§ GIVEN DATA:
PR #310, opened 2021-09-14
`ovl_select`: ZELDA MAP SELECT matched and documented 

AngheloAlf:
---

Overall it was very similar to the OoT version, so I reused some stuff from it like functions names. It has some small differences:
- The stick can be used to browse the scenes too, and it goes faster than the control pad.
- OPT does something here! It changes in which entrance Link spawns in the selected scene.
- It has some unused labels for the selected form.


src/overlays/actors/ovl_En_Bigpo/z_en_bigpo.c
```diff
@@ -179,10 +179,22 @@ static u8 D_80B65078[] = {
...
+        -1000.0f,
+        1500.0f,
+        -2000.0f,
+    },
+    {
+        -1000.0f,
+        1500.0f,
+        2000.0f,
+    },
+};
```
EllipticEllipsis, line 197:
```suggestion
    {
        2000.0f,
        4000.0f,
        0.0f
    },
    {
        -1000.0f,
        1500.0f,
        -2000.0f
    },
    {
        -1000.0f,
        1500.0f,
        2000.0f
    },
};
```
and reformat.

src/overlays/actors/ovl_En_Bji_01/z_en_bji_01.c
```diff
@@ -304,7 +304,7 @@ void EnBji01_DialogueHandler(EnBji01* this, GlobalContext* globalCtx) {
 
 void func_809CD634(EnBji01* this, GlobalContext* globalCtx) {
     func_801A5BD0(0x6F);
-    func_801A89A8(0xE0000101);
+    Audio_QueueSeqCmd(0xE0000101);
```
EllipticEllipsis, line 307: @rylieb will be interested to see this function name, I think. I remember us discussing these magic numbers before.

src/overlays/gamestates/ovl_select/z_select.c
```diff
@@ -1,40 +1,933 @@
...
+
+    GfxPrint_SetPos(printer, 4, 25);
+    GfxPrint_SetColor(printer, 255, 255, 55, 255);
+
+    switch (csIndex) {
+        case 0:
+            // clang-format off
+            // "Afternoon-jara"
+            gSaveContext.time = CLOCK_TIME(12, 0); stage = "\x8Dｵﾋﾙ\x8Cｼﾞｬﾗ";
+            // clang-format on
```
EllipticEllipsis, line 726: I'd note somewhere that '-jara' is a Kokiri speech quirk. Also, I assume this is same-line memes, and might be worth a comment to that effect somewhere.

src/overlays/gamestates/ovl_select/z_select.c
```diff
@@ -1,40 +1,933 @@
...
+    if ((dREG(80) >= 0) && (dREG(80) < this->count)) {
+        this->currentScene = dREG(80);
+        this->topDisplayedScene = dREG(81);
+        this->pageDownIndex = dREG(82);
+    }
+
+    Game_SetFramerateDivisor(&this->state, 1);
+    gSaveContext.cutscene = 0;
+    gSaveContext.playerForm = PLAYER_FORM_HUMAN;
+    gSaveContext.linkAge = 0;
```
EllipticEllipsis, line 932: I've heard of 5 and 17, and MM has some new ones, but 0...

src/overlays/gamestates/ovl_select/z_select.h
```diff
@@ -3,12 +3,39 @@
...
+typedef struct SelectContext {
+    /* 0x000 */ GameState state;
+    /* 0x0A8 */ View view;
+    /* 0x210 */ s32 count;
+    /* 0x214 */ SceneSelectEntry* scenes;
+    /* 0x218 */ s32 currentScene;
+    /* 0x21C */ s32 pageDownIndex; // Index of pageDownStops
+    /* 0x220 */ s32 pageDownStops[7];
+    /* 0x23C */ char unk_23C[0xC];
+    /* 0x248 */ s32 opt;
```
EllipticEllipsis, line 28: I'd note that this is the name the menu uses and what its actual use is, since it's not obvious in the struct.

src/overlays/gamestates/ovl_select/z_select.c
AngheloAlf: I think that's how `linkAge` works. 
As a reference from OoT: <https://github.com/zeldaret/oot/blob/b9ad6aac524242a633927f8e0bfc426c6d4f87cb/src/overlays/gamestates/ovl_select/z_select.c#L192>

EllipticEllipsis: Wonder if it's used in any other ways in MM.

src/overlays/actors/ovl_En_Bji_01/z_en_bji_01.c
engineer124: How these are handled is an audio WIP, but to give an idea of what the general approach will look like, I'm thinking of following this approach with how it's done in OoT atm:
https://github.com/zeldaret/oot/blob/b9ad6aac524242a633927f8e0bfc426c6d4f87cb/src/code/code_800F9280.c#L16-L25

src/overlays/gamestates/ovl_select/z_select.c
AngheloAlf: I think we never put a comment about the same-line meme, the same way we don't put a comment about those random `if(1) {}` needed in the codebase

include/bgm.h
```diff
@@ -0,0 +1,6 @@
+#ifndef BGM_H
+#define BGM_H
+
+#define NA_BGM_STOP 0x100000FF
+
+#endif
```
engineer124, line 6: I think having this macro in is fine for now, but I suspect it might be replaced by a more general macro. I can't say for certain until I get to decomping `code_801A7B10.c` and have a better understanding of how these commands work. It may warrant further discussion, but it'll wait until `code_801A7B10.c` is further along

AngheloAlf: I took it from OoT (that's the whole header). Do you think I should remove it?

src/overlays/gamestates/ovl_select/z_select.c
EllipticEllipsis: True, but it's particularly bad in this file.

include/bgm.h
engineer124: No you can leave it in, it'll help with audio docs later on

engineer124: The OoT header `bgm.h` was last edited on the initial commit of the repo, that's pretty funny. But yeah not recommending any change here, only bringing this up as a setup for future discussions and to be aware that this is being thought of

include/functions.h
```diff
@@ -4013,7 +4013,7 @@ void func_801A7794(u32 param_1, u32 param_2, u32 param_3);
 // void func_801A7B10(void);
 // void func_801A7D04(void);
 // void func_801A7D84(void);
-void func_801A89A8(s32 arg0);
+void Audio_QueueSeqCmd(s32 arg0);
```
engineer124, line 4016:
```suggestion
void Audio_QueueSeqCmd(s32 cmd);
```

src/overlays/gamestates/ovl_select/z_select.c
```diff
@@ -1,40 +1,934 @@
...
 
 #include "z_select.h"
+#include "alloca.h"
+#include "overlays/gamestates/ovl_title/z_title.h"
 
-#pragma GLOBAL_ASM("asm/non_matchings/overlays/ovl_select/D_80802390.s")
+void Select_LoadTitle(SelectContext* this) {
+    {
+        GameState* state = &this->state;
+        state->running = false;
```
engineer124, line 14:
```suggestion
        GameState* gameState = &this->gameState;
        gameState->running = false;
```
Because this is more internal, using just `state` might be fine. I think I still have a slight preference to staying consistent with using `gameState` instead of `state` throughout where applicable since `state` is still a little too general for me, but it's not a strong opinion and you can leave it if you'd like. This comment would apply through the whole file

src/overlays/gamestates/ovl_select/z_select.c
```diff
@@ -1,40 +1,934 @@
...
+    gSaveContext.respawn[5].entranceIndex = 0xFF;
+    gSaveContext.respawn[6].entranceIndex = 0xFF;
+    gSaveContext.respawn[7].entranceIndex = 0xFF;
+    D_801BDBB0 = 0;
 
-#pragma GLOBAL_ASM("asm/non_matchings/overlays/ovl_select/D_80803588.s")
+    do {
+        GameState* state = &this->state;
+        state->running = false;
+    } while (0);
```
engineer124, line 61: Is there any way to change this into a single `if (1) {}`?

src/overlays/gamestates/ovl_select/z_select.c
```diff
@@ -1,40 +1,934 @@
...
+
+void Select_PrintCutsceneSetting(SelectContext* this, GfxPrint* printer, u16 csIndex) {
+    const char* stage;
+    const char* day;
+
+    GfxPrint_SetPos(printer, 4, 25);
+    GfxPrint_SetColor(printer, 255, 255, 55, 255);
+
+    // "-jara" used in these strings is a Kokiri speech quirk word
+    switch (csIndex) {
```
engineer124, line 722: This `csIndex`, along with `gSaveContext.cutscene` is interesting to me, how does this cutscene index compare to the cutscene index used in `eventMgr` which deals with scene cutscenes and global cutscenes. The other `csIndex` deals with a range of `0-7F`, so I wonder if they're different. If they're the same, that makes things easier. But if they're different, which I suspect so, we should discuss in discord how to differentiate between them. But this is also outside the scope of this PR, just something we need to look into.

src/overlays/gamestates/ovl_select/z_select.h
```diff
@@ -3,12 +3,39 @@
...
+typedef struct SelectContext {
+    /* 0x000 */ GameState state;
+    /* 0x0A8 */ View view;
+    /* 0x210 */ s32 count;
+    /* 0x214 */ SceneSelectEntry* scenes;
+    /* 0x218 */ s32 currentScene;
+    /* 0x21C */ s32 pageDownIndex; // Index of pageDownStops
+    /* 0x220 */ s32 pageDownStops[7];
+    /* 0x23C */ char unk_23C[0xC];
+    /* 0x248 */ s32 opt; // This name is the one the menu uses to show this value. It can be used to change in which entrance the player spawns in the selected scene
```
engineer124, line 28: So is this like the `entranceIndex`? or `currentEntrance`? I'm not sure if I like the name `opt`, what does it stand for?

engineer124 (commented):
Really nice work with this! I see you selected your files wisely. Just some small comments

src/overlays/gamestates/ovl_select/z_select.c
AngheloAlf: I tried a few times. Nothing else seems to fix it

src/overlays/gamestates/ovl_select/z_select.h
AngheloAlf: I think this is more like `entranceIndex`.
`opt` probably is a shorthand from "option".
It comes from the menu itself. It prints `OPT:` on screen.
image

engineer124:
```suggestion
    /* 0x248 */ s32 opt; // (Option): This name is the one the menu uses to show this value. It can be used to change in which entrance the player spawns in the selected scene
```
Nice, makes sense. Then I'd either add that to the comment or rename `opt` to `option` personally, but I'll leave it up to you

engineer124 (approved):

EllipticEllipsis (approved):

include/alloca.h
```diff
@@ -0,0 +1,7 @@
+#ifndef ALLOCA_H
+#define ALLOCA_H
+
+void* alloca(u32);
+#define alloca  __builtin_alloca
```
Kenix3, line 5: This is likely to have problems with GCC build in the future. Doesn't necessarily need to be addressed right now, but a comment may help.

src/overlays/gamestates/ovl_select/z_select.h
```diff
@@ -3,12 +3,39 @@
...
+    /* 0x24C */ s32 topDisplayedScene; // The scene which is currently at the top of the screen
+    /* 0x250 */ char unk_250[0xC];
+    /* 0x25C */ s32 verticalInputAccumulator;
+    /* 0x260 */ s32 verticalInput;
+    /* 0x264 */ s32 timerUp;
+    /* 0x268 */ s32 timerDown;
+    /* 0x26C */ s32 lockUp;
+    /* 0x270 */ s32 lockDown;
+    /* 0x274 */ s32 unk_274; // unused
+    /* 0x278 */ char unk_278[0x08];
```
Kenix3, line 38:
```suggestion
    /* 0x278 */ UNK_TYPE1 unk_278[0x08];
```

Kenix3 (changes requested):

include/alloca.h
Kenix3: Looks like GCC supports it. Other compilers may not, but it should be fine.
https://github.com/zeldaret/mm/pull/310/files

Kenix3 (approved):

Kenix3:
Merge pending conflict resolution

§ ASSIGNMENT:
Lines above with the string "linkAge" need to be found and copied.

§ SOLVED PROBLEM:
+    gSaveContext.linkAge = 0;
AngheloAlf: I think that's how `linkAge` works. 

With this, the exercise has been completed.